In his usual slick and sensual manner, Wizkid is on top form navigating between the catchy hook and the two verses before Wale joins him to drop some Yoruba bars, which was super exciting at the time the song dropped. Following this, Wizkid and Wale went on to collaborating again on the fantastic “My Love” alongside Major Lazer and Dua Lipa.
“One Question” featuring Yemi Sax
Over the course of his career, people have accused Wizkid of switching up, however one thing which has remained consistent is his dedication to releasing love songs. Released as a single on Valentine’s Day before his sophomore album dropped, “One Question” was clearly angled for the lovers and he did a great job mixing his party-starting ability with an amorous number on this track. Enlisting Yemi Sax to give the song a more romantic feel with the blaring saxophone, this is one of the best Wizkid songs in the catalogue.

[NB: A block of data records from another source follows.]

PR #425, opened 2024-01-31
Enable building cvd on github workflow

jemoreira:


cvd/meson.build
```diff
@@ -57,9 +57,9 @@ cvd_sources = [
   'cuttlefish/host/commands/cvd/lock_file.cpp',
   'cuttlefish/host/commands/cvd/logger.cpp',
   'cuttlefish/host/commands/cvd/main.cc',
-  'cuttlefish/host/commands/cvd/metrics/cvd_metrics_api.cpp',
+  # 'cuttlefish/host/commands/cvd/metrics/cvd_metrics_api.cpp',
```
ser-io, line 60: why not removing this?

ser-io (approved):

cvd/meson.build
jemoreira: done

PR #426, opened 2024-01-31
Move cvd to base/ in preparation to release it as part of cuttlefish-base

jemoreira:


.github/workflows/presubmit.yaml
```diff
@@ -55,6 +55,6 @@ jobs:
     - name: Install dependencies
       run: apt install -y clang pkg-config meson libfmt-dev libgflags-dev libjsoncpp-dev protobuf-compiler libgtest-dev libcurl4-openssl-dev libprotobuf-c-dev libgoogle-glog-dev libssl-dev libxml2-dev openssl uuid-dev
```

“Wine to the Top” – Vybz Kartel featuring Wizkid
We definitely had to add this number to the list, as not only is it a hugely underrated jam that we don’t get to hear enough in the clubs, it’s actually a single from Wizkid and Vybz Kartel himself. The clash from the weekend had people digging up Starboy’s old tweets including one where he admitted to Vybz Kartel’s music heavily influencing his, and this influence is made abundantly clear on “Wine to the Top”, as Wizkid puts on his best patois-filled verse for this waist-breaking number.
“Everytime” ft Future
By the time Wizkid had featured on Drake’s chart-scaling number “One Dance” it seemed like the international features were literally rolling in by the thousands. ‘Sounds from the Other Side’ saw him linking with Drake again, Major Lazer and even Trey Songz and Ty Dolla $ign.

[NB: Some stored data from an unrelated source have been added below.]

PR #428, opened 2024-02-01
Dockerfile for ARM64 uses debian packages built with local code

0405ysj:
Also I did some refactoring around dockerfile for ARM64.

BTW, this PR weren't verified in ARM64 environment, just only in x86_64 env w/ my local machine.
I'll proceed to verify when review is approved.

### DIFF
--- a/docker/arm-server/Dockerfile
+++ b/docker/arm-server/Dockerfile
@@ -20,17 +20,8 @@ RUN set -x
 # Install dependants of CF debian packages.
 RUN apt update
 RUN apt install -y --no-install-recommends \
-    build-essential:native \
     ca-certificates \
-    config-package-dev \
     curl \
-    debhelper-compat \
-    dpkg-dev \
-    gcc-10 \
-    git \
-    golang-1.13 \
-    libprotobuf-dev \
-    protobuf-compiler \
     sudo
 RUN update-ca-certificates
 
--- a/docker/arm-server/Dockerfile
+++ b/docker/arm-server/Dockerfile
@@ -1,30 +1,53 @@
-FROM ubuntu:22.04
+# Docker image for running CF instances in ARM64 server.
+# Docker image includes HO(Host Orchestrator) inside,
+# so it could execute CF instance with API in HO.
+FROM ubuntu:22.04 AS cuttlefish-arm64
 
+# Expose Operator Port (HTTP:1080, HTTPS:1443)
+EXPOSE 1080 1443
+# Expose HO(Host Orchestrator) Port (HTTP:2080, HTTPS:2443)
+EXPOSE 2080 2443
+# Expose WebRTC Port
 EXPOSE 15550-15560
-EXPOSE 1443
+# Expose ADB Port
+# Corresponding ADB port for CF instance is, 6520+instance_num-1.
 EXPOSE 6520-6620
+
 USER root
 
 RUN set -x
 
+# Install dependants of CF debian packages.
 RUN apt update
-RUN apt install -y --no-install-recommends git
-RUN apt install -y --no-install-recommends ca-certificates && update-ca-certificates
-RUN apt install -y --no-install-recommends dpkg-dev build-essential:native config-package-dev debhelper-compat golang-1.13 libprotobuf-dev protobuf-compiler curl sudo
-RUN apt install -y --no-install-recommends gcc-10
+RUN apt install -y --no-install-recommends \
+    build-essential:native \
+    ca-certificates \
+    config-package-dev \
+    curl \
+    debhelper-compat \
+    dpkg-dev \
+    gcc-10 \
+    git \
+    golang-1.13 \
+    libprotobuf-dev \
+    protobuf-compiler \
+    sudo
+RUN update-ca-certificates
 
+# ADD CF debian packages built by
+# docker/debs-builder-docker/build-debs-with-docker.sh.
+COPY ./out/cuttlefish-base_*.deb /root/
+COPY ./out/cuttlefish-user_*.deb /root/
+COPY ./out/cuttlefish-orchestration_*.deb /root/
+
+# Install CF debian packages.
 WORKDIR /root
-RUN git clone https://github.com/google/android-cuttlefish.git
-WORKDIR /root/android-cuttlefish/base
-RUN dpkg-buildpackage
-WORKDIR /root/android-cuttlefish/frontend
-RUN dpkg-buildpackage
+RUN apt install -y -f \
+    /root/cuttlefish-base_*.deb \
+    /root/cuttlefish-user_*.deb \
+    /root/cuttlefish-orchestration_*.deb
 
-WORKDIR /root/android-cuttlefish
-RUN apt install -y -f ./cuttlefish-base_*.deb ./cuttlefish-user_*.deb ./cuttlefish-orchestration_*.deb
 RUN echo "num_cvd_accounts=100" >> /etc/default/cuttlefish-host-resources
-
-WORKDIR /root
 
 RUN usermod -aG kvm root
 RUN usermod -aG cvdnetwork root
--- a/docker/arm-server/build.sh
+++ b/docker/arm-server/build.sh
@@ -1,0 +1,18 @@
+#!/bin/bash
+
+# This shell script exists for building ARM64 docker image.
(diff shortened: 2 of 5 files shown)


docker/arm-server/Dockerfile
```diff
@@ -1,30 +1,53 @@
...
-
+# Docker image for running CF instances in ARM64 server.
+# Docker image includes HO(Host Orchestrator) inside,
+# so it could execute CF instance with API in HO.
+FROM ubuntu:22.04 AS cuttlefish-arm64
+
+# Expose Operator Port (HTTP:1080, HTTPS:1443)
+EXPOSE 1080 1443
+# Expose HO(Host Orchestrator) Port (HTTP:2080, HTTPS:2443)
+EXPOSE 2080 2443
```
ikicha, line 9: I think there are conflicts with https://cs.android.com/android/platform/superproject/main/+/main:device/google/cuttlefish/tools/launch_cvd_arm64_server_docker.sh;l=83?q=launch_cvd_arm
 because I uses 2443 for remote web ui, please modify the script as well.

docker/arm-server/run.sh
```diff
@@ -0,0 +1,2 @@
+# Shell script to run docker image.
+docker run --privileged -d -P -it cuttlefish-arm64
```
ikicha, line 2: does it work even without volume options? run_services.sh expects cf packages.

0405ysj: Yes, it works. Uploading & installing debian packages for CF (e.g. cuttlefish-base) is done in build phase. (Defined in Dockerfile) When starting `/run_services.sh`, the packages already lives in the docker image.

docker/arm-server/Dockerfile
0405ysj: I think we don't need to change. Regardless it's operator or HO, both supports WebUI with operator's API. Was ther e any error when using WebUI of HO when running the script?

docker/arm-server/build.sh
```diff
@@ -0,0 +1,18 @@
+#!/bin/bash
+
+# This shell script exists for building ARM64 docker image.
+# Docker image includes HO(Host Orchestrator) inside,
+# so it could execute CF instance with API in HO.
+
+# Build debian packages(e.g. cuttlefish-base) with docker.
+pushd ..
+./debs-builder-docker/build-debs-with-docker.sh
```
ikicha, line 9: I thought we can still build debian package inside docker. maybe we can provide options: one for local source tree, the other for remote source tree.

docker/arm-server/Dockerfile
ikicha: i mean current logic set up port forward rule like 2443(remote) -> xxxxx(randomly assigned in host) -> 1443(docker), but if we expose 2443 as well, there will be two rule for 2443. so we need to modify 2443 in the script to the other port

ikicha (commented):
If we still want to build debian package inside docker(the source would be either local or remote) but we don't want build-only deps, we can use https://docs.docker.com/build/building/multi-stage/

docker/arm-server/run.sh
ikicha: [this line](https://github.com/google/android-cuttlefish/blob/main/docker/arm-server/run_services.sh#L6) will fail, because there is no /root/cvd_home/bin/cvd in this case, isn't it?

docker/arm-server/Dockerfile
0405ysj: AFAIU, `EXPOSE` in Dockerfile doesn't expose port via `-p` option, and it's exposed with randomly assigned port for `-P` option.

Just for my understanding on `tools/launch_cvd_arm64_server_docker.sh`, if we expose port 2443, does it try to make port forwarding via ssh with same port like below? Unless, I don't think we need to modify the script.
- 2443(remote) -> xxxxx(randomly assigned in host) -> 2443(docker)
- 2443(remote) -> xxxxx(randomly assigned in host) -> 1443(docker)

docker/arm-server/run.sh
0405ysj: Yes, you're right theoretically since it doesn't have cvd binary. But it worked well.

Or, do I remove this shell script? This script isn't used by any operation, just for reference to run docker image.

docker/arm-server/build.sh
0405ysj: Doesn't `build-debs-with-docker.sh` build debian packages like cuttlefish-base, cuttlefish-user, or cuttlefish-orchestration inside Docker?

- Docker image X(debs-builder-docker/build-debs-with-docker.sh) builds CF debian packages.
- Build docker image Y(arm-server/build.sh) with installing CF debian packages on top of linux.
- Run docker image Y to run CF instance inside.

I thought we already build debian packages inside docker, no?

docker/arm-server/Dockerfile
0405ysj: Thought again, I changed my mind. Regardless exposing 2443 or not, we should edit the script since we should consider machine using the script already have HO inside.

0405ysj: Done, and submitted into AOSP. Let this be resolved.

docker/arm-server/run.sh
0405ysj: Ah, maybe we could do like this. Running cvd start in /run_services.sh only when cvd binary exists as our intent. Then we could continuously run `build-debs-with-docker.sh` and CF with HO API both.

docker/arm-server/build.sh
ikicha: But there is separate dockerfile for X. can we use https://docs.docker.com/build/building/multi-stage/ to combine them?

docker/arm-server/Dockerfile
```diff
@@ -1,30 +1,53 @@
-FROM ubuntu:22.04
-
+# Docker image for running CF instances in ARM64 server.
+# Docker image includes HO(Host Orchestrator) inside,
+# so it could execute CF instance with API in HO.
+FROM ubuntu:22.04 AS cuttlefish-arm64
```
ikicha, line 4: why do we need 'as cuttlefish-arm64' here?

docker/arm-server/build.sh
ikicha: Ack

docker/arm-server/Dockerfile
```diff
@@ -1,30 +1,53 @@
...
 RUN set -x
 
+# Install dependants of CF debian packages.
 RUN apt update
-RUN apt install -y --no-install-recommends git
-RUN apt install -y --no-install-recommends ca-certificates && update-ca-certificates
-RUN apt install -y --no-install-recommends dpkg-dev build-essential:native config-package-dev debhelper-compat golang-1.13 libprotobuf-dev protobuf-compiler curl sudo
-RUN apt install -y --no-install-recommends gcc-10
-
+RUN apt install -y --no-install-recommends \
```
ikicha, line 22: if we decided not to build debian packages here, we need only a part of them.

docker/arm-server/Dockerfile
0405ysj: Just for setting target name & distinguishing for visibility. I don't have strong opinion on here.

docker/arm-server/run.sh
0405ysj: Edited run_services.sh, to be able to run regardless existence of `/root/cvd_home/bin/cvd`.

docker/arm-server/Dockerfile
0405ysj: OOC, when you made the initial script, would there be some packages installed for other purposes?

At least for me, `curl` and `sudo` would be useful. Do you have any packages want to make remained?

ikicha: no, i just installed them to build deb packages.

0405ysj: Okay, I got that. I'll test with clearing every dependencies except `curl` and `sudo` then.

docker/arm-server/Dockerfile
0405ysj: Close this conversation, since there looks no more discussion.

ikicha (approved):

That same year, he tapped into everyone’s problematic fave, Future for a romantic single “Everytime”. The song was only released on Soundcloud for a long time, and was then made available on streaming platforms a little while after, so it managed to slip under the radar as well. Produced by Shizzi, both artists traded bars about beautiful, enchanting women who they can’t seem to shake off their minds.
“Blow” ft Blaq Jerzee
Last December, Wizkid surprised fans with a new 7-track project ‘SoundMan Vol.1’ on which he paired his intoxicating melodies with colourful beats from producers Kel P, Blaq Jerzee and newcomer, London. On the EP’s second track “Blow”, Wizkid leans further into his Caribbean influences with the raunchy intentions behind his laid back vocals as he tries to woo a love interest. The T.G. Omori-directed visuals match the song’s colourful and seductive lyrics.
At the time it was released, “Thank You” strayed away not the usual infectious danceable afropop melody we were used to expecting from Wizkid. To show off his range, he dropped a thanful and appreciative track to his fans for their undeniable support over the course of his short stint at the time, over the catchy Spellz-produced beat produced. These days, Wizkid stans, known as Wizkid FC are almost on the same ranks as the Beyhive or Barbs, and the #NS10V10 clash definitely showed this, when they showed up and out to support Wizkid in online polls to win the #NS10vs10.